Cyber Attack Exploits SSL VPNs: Significant Breaches Uncovered
Recent findings from Hudson Rock reveal that a sophisticated cyberattack has significantly compromised multiple organizations across several countries. The attackers employed advanced methods to intercept SSL VPN authentication hashes, utilizing a powerful 45-GPU cluster managed through Hashtopolis to crack these hashes. By leveraging this computational power, the hackers attempted numerous combinations of plaintext passwords until they successfully identified the correct ones. This enabled them to navigate laterally within networks, effectively compromising Active Directory environments and centralized authentication systems.
Hudson Rock further detailed the incident’s consequences, noting confirmed full network breaches at numerous entities in Japan, Taiwan, Vietnam, Iraq, and Turkey. Alarmingly, the group successfully exfiltrated classified documents from a Turkish NATO defense contractor. Researcher Diachenko emphasized the breadth and sophistication of the attack, succinctly stating, “The scale is the sophistication.”
The attack’s scale went beyond simple hash cracking.

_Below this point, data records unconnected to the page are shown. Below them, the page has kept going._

PR #2009, opened 2020-04-18
feat(runner): new integration with jest-circus

### LINKED ISSUE #1661: Take screenshot after test failure, before afterEach is executed
It is common to put additional logic in `afterEach` step (to return to primary state, make additional repetitive checks, etc). 
With current implementation, when the test fails, `afterEach` is being executed and only THEN screenshot is taken. It means that other screen could be opened already, so screen where bug happened is not visible anymore. This way it is harder to analyze bug failures, as you do not have corresponding screenshot.

*Please* implement taking screenshot at the start of afterEach statement.

noomorph:
New projects by default will be using a new test runner integration between Detox and `jest-circus`.

## Motivation

1. Initiate Detox as early as possible, even before we know what tests we are going to run. That potentially enables discarding `--testNameRegexPattern=(^(^()^())` workaround for Jest, as in this position we will be able to decide in runtime which tests we want to skip, and which - not. Also, the initialization errors won't be bound to some specific test - less clutter and misleading information for users.

1. Compared to previous `jest-circus` integration, we remove that a bit alien `global.detoxCircus` environment variable. Now, registering the listeners happens right in a user-defined environment class which derives from `DetoxCircusEnvironment`. On the other hand, we add a global `detox` variable, because of the very same sandboxing issues (to avoid creating many isolated Detox instances with every next `require('detox')` - see `detox/src/index.js` for the actual place).

1. Together with removing `detoxCircus` variable, and moving concerns into environment class, at the end of the day, we gain freedom from `./init.js` environment setup files. We don't depend on user-defined hooks (`beforeAll`, `beforeEach`, `afterEach`, `afterAll`) - now we run above that. That's why the new DetoxCircusEnvironmnent has less complexity because it does not mediate between things happening in user-facing code (`setupFilesAfterEnv: ['init.js']`) and jest-circus' `handleTestEvent` events.

1. We used to run `afterEach` lifecycle actions as a first thing in the consequent test's `beforeEach` (or `detox.cleanup()` if there were no next tests). That led sometimes to issues when failures in `detox.afterEach()` (hence, incomplete execution of all planned routines) of the previous test could impact the behavior of `detox.beforeEach()` of the current one.

1. It resolves #1661 - artifacts plugins become able to react ASAP to specific failure inside tests, before any hook (e.g. `afterEach`) executes. That should improve the relevance of post-error screenshots, as one of the consequences.

## Description

Instead of a well-known `e2e/init.js` file, you are going to have `e2e/environment.js` file.

```js
const {
  DetoxCircusEnvironment,
  SpecReporter,
  WorkerAssignReporter,
} = require('detox/runners/jest-circus');

class CustomDetoxEnvironment extends DetoxCircusEnvironment {
  constructor(config) {
    super(config);

    // Can be safely removed, if you are content with the default value (=300000ms)
    this.initTimeout = 300000;

    // This takes care of generating status logs on a per-spec basis. By default, Jest only reports at file-level.
    // This is strictly optional.
    this.registerListeners({
      SpecReporter,
      WorkerAssignReporter,
    });
  }
}

module.exports = CustomDetoxEnvironment;
```

The entire class is optional if you don't plan to use the customizations above.

Jest's `e2e/config.json` has the following changes:

```diff
 {
-  "setupFilesAfterEnv": ["./init.js"],
-  "testEnvironment": "node",
+  "testEnvironment": "./environment",
+  "testRunner": "jest-circus/runner",
+  "testTimeout": 120000,
   "reporters": ["detox/runners/jest/streamlineReporter"],
   "verbose": true
 }
```

#### Miscallenous

CI scripts are targeting `jest-circus` by default. `jest-jasmine` is tested only for the edge case with `detox.init()` timeout.


d4vidi:
You are my hero

detox/local-cli/templates/jest.js
```diff
@@ -12,32 +13,21 @@ const config = require('../package.json').detox;
...
-    // Workaround for the 'jest-jasmine' runner (default one): if 'beforeAll' hook above fails with a timeout,
-    // unfortunately, 'jest' might continue running other hooks and test suites. To prevent that behavior,
-    // adapter.beforeEach() will throw if detox.init() is still running; that allows us to run detox.cleanup()
-    // in that emergency case and disable calling 'device', 'element', 'expect', 'by' and other Detox globals.
-    // If you switch to 'jest-circus' runner, you can omit this try-catch workaround at all.
-
-    await detox.cleanup();
-    throw err;
-  }
+  await adapter.beforeEach();
```
d4vidi, line 30: This is awesome!!!

detox/runners/jest/DetoxAdapterJasmine.js
```diff
@@ -1,9 +1,15 @@
...
+const log = require('../../src/utils/logger').child({ __filename });
 
 class DetoxAdapterJasmine /* extends JasmineReporter */ {
   constructor(detox) {
     this._adapter = new DetoxAdapter(detox, DetoxAdapterJasmine._describeInitError);
+    this._printDeprecationWarning = _.once(() => {
+      log.warn(
+        '"jest-jasmine2" support is going to be dropped soon.\n' +
+        'Please follow the migration guide: https://github.com/wix/Detox/blob/master/docs/Guide.Migration.md#1630');
+    });
```
d4vidi, line 12: I have to ask - is this really necessary? At what intermediate phase will we still have jasmine (pre-deprecation) Will it not be alright to kill it and release a major version?

detox/local-cli/templates/jest.js
d4vidi: Also, if this is the case - perhaps we should consider simplifying the API for getting the `env`, or whichever proxy-object we decide proper here in order to add a listener? (the `detoxCircus.getEnv()` shape of an API was just a means to stay coherent with jasmine's `jasmine.getEnv()`...)

d4vidi:
@noomorph sorry for repeating myself, but really - do we really need to keep jasmine as 'legacy'? Can we not just deprecate in a major version and move on?

noomorph:
@d4vidi, I really really want to rewrite adapter in a very breaking manner, so I would go an extra mile postponing a major release to not breakchange two times in a row, with jasmine and with adapters.

detox/local-cli/templates/jest.js
noomorph: Nice idea, let's discuss that soon.

noomorph: Done.

detox/runners/jest/DetoxAdapterJasmine.js
noomorph: I think that the safest bet is to code-freeze old Jest integrations and gradually migrate to the new DetoxCircusEnvironment. After 1-2 months, we'll release a major version that drops the old Jest integrations.

rotemmiz:
@noomorph I still see there is no documentation re the huge change in #2027, just making sure its going to be a part of this PR.

noomorph:
@rotemmiz, that's right, because #2027 was being treated as a part of this one. I will be working on the docs today. I am not bananas not to supply such PRs without docs, hehe, don't worry.

I'll ask you to review user-facing places on Sunday.

rotemmiz:
This is so important, we should have done this kind of thing a long time ago, tapping in at the configuration space instead of the user space.
Can you please clarify regarding point no 2, why would this type of setup disregard the module cache?

d4vidi:
side note -
>Initiate Detox as early as possible, even before we know what tests we are going to run.

That would also enable a fix for #2097, as the device's platform would already be known before `it` calls register tests

wlindner:
With this new integration with jest-circus. How should I launch the app with the permissions I need?

I got my tests working again by overriding the `initDetox` function in my `CustomDetoxEnvironment` like this:

```
  async initDetox() {
    const instance = await this.detox.init(undefined, {launchApp: false});
    await instance.device.launchApp({permissions: {notifications: 'YES'}});
    return instance;
  }
```

Is this the best way to define permissions for my device?

noomorph:
@wlindner, I have what to say. I'll answer tomorrow.

noomorph:
@wlindner, at the moment, not much time has passed since this feature entered production, hence I can't say for sure what the best method is.

## Another approach

In one of our projects we use another approach since the initialization phase is more complicated, e.g.: starting a mock server and some CI preparations.

### detox.config.js

```js
module.exports = {
  // ...
  behavior: {
    init: { launchApp: false },
  },
  // ...
};
```

### init.js

```js
beforeAll(async () => {
  // launch mock server and other stuff
  await device.launchApp({permissions: { /* ... */ }});
});
``` 

### jest.config.js

```diff
module.exports = {
...
+  setupFilesAfterEnv: ["./init.js"],
...
};
``` 

## Pros and cons 

### initDetox()

**Pros.** If you keep all your initialization steps in the protected `initDetox`, then in case if the app cannot start correctly, the failure phase is going to be much shorter and cleaner - for example, at the moment, Detox simply skips all the tests and promptly exits with a failure.

**Cons.**  Any potential timeout errors of `initDetox()` are handled by handwritten wrapper functions (bypassing Jest timeout mechanisms), and there's a chance you might have sometimes subpar experience in unstudied aspects (use with sourcemaps, etc). Also, although there is no intention to break `initDetox(): Promise<Detox>` signature, I cannot give guarantees either that its signature won't undergo some changes later.

### beforeAll

**Pros.** The `beforeAll` hook approach looks a bit cleaner and totally in line with Jest and Detox approach, and less dependent on our recent semi-documented `initDetox` and `cleanupDetox` virtual methods.

**Cons.** Most likely, if you have `SpecReporter` enabled, you'll have a bit more messy and verbose output if there is a failure in the very beginning. If your setup is very simple, you might feel that it is redundant to create one more file and add it to `setupFilesAfterEnv`, but that's a purely aesthetical reason with no practical reasoning underneath.

## Conclusion

Try out `beforeAll` approach, if this is acceptable for you.

If you nevertheless prefer overriding the `initDetox` protected method, your code excerpt looks valid to me, hence you are free to do that either.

The hackers utilized an innovative, feedback-driven recursive system with twelve levels, processing password candidates through custom dictionaries and common keyboard patterns. This multifaceted approach allowed them to continuously refine their password guesses, adapting their tactics as they gained insights from previous attempts. Diachenko remarked on the attackers’ ingenuity, highlighting a stark contrast to their operational security, which evidently faltered as they left digital traces on the compromised server—an oversight often attributed to amateur practices in hacker circles.
Data from Hudson Rock indicates that the compromised devices predominantly resided in India, the United States, Taiwan, Mexico, Turkey, and Thailand. The most affected industries included IT services, construction materials, telecommunications, and financial services. High-profile organizations like Foxconn, Samsung, and Accenture found their data included in the breach database, alongside various government agencies and critical infrastructure providers, indicating a wide-ranging impact.
Firewalls, positioned at the perimeter of networks, have long been targeted by cybercriminals seeking access to valuable resources. The methods employed in this recent breach align with several tactics outlined in the MITRE ATT&CK framework. Initial access could have occurred through exploiting the SSL VPN vulnerabilities, allowing for persistence within the network. Privilege escalation appears to have been achieved as the attackers navigated through compromised Active Directory environments, thereby granting them deeper access to sensitive information.
As organizations grapple with these cybersecurity threats, it is imperative for Fortinet firewall users, in particular, to implement recommended security measures to safeguard their networks. Given the escalating sophistication of cyberattacks, the potential risks for businesses remain substantial, necessitating a vigilant and informed approach to cybersecurity.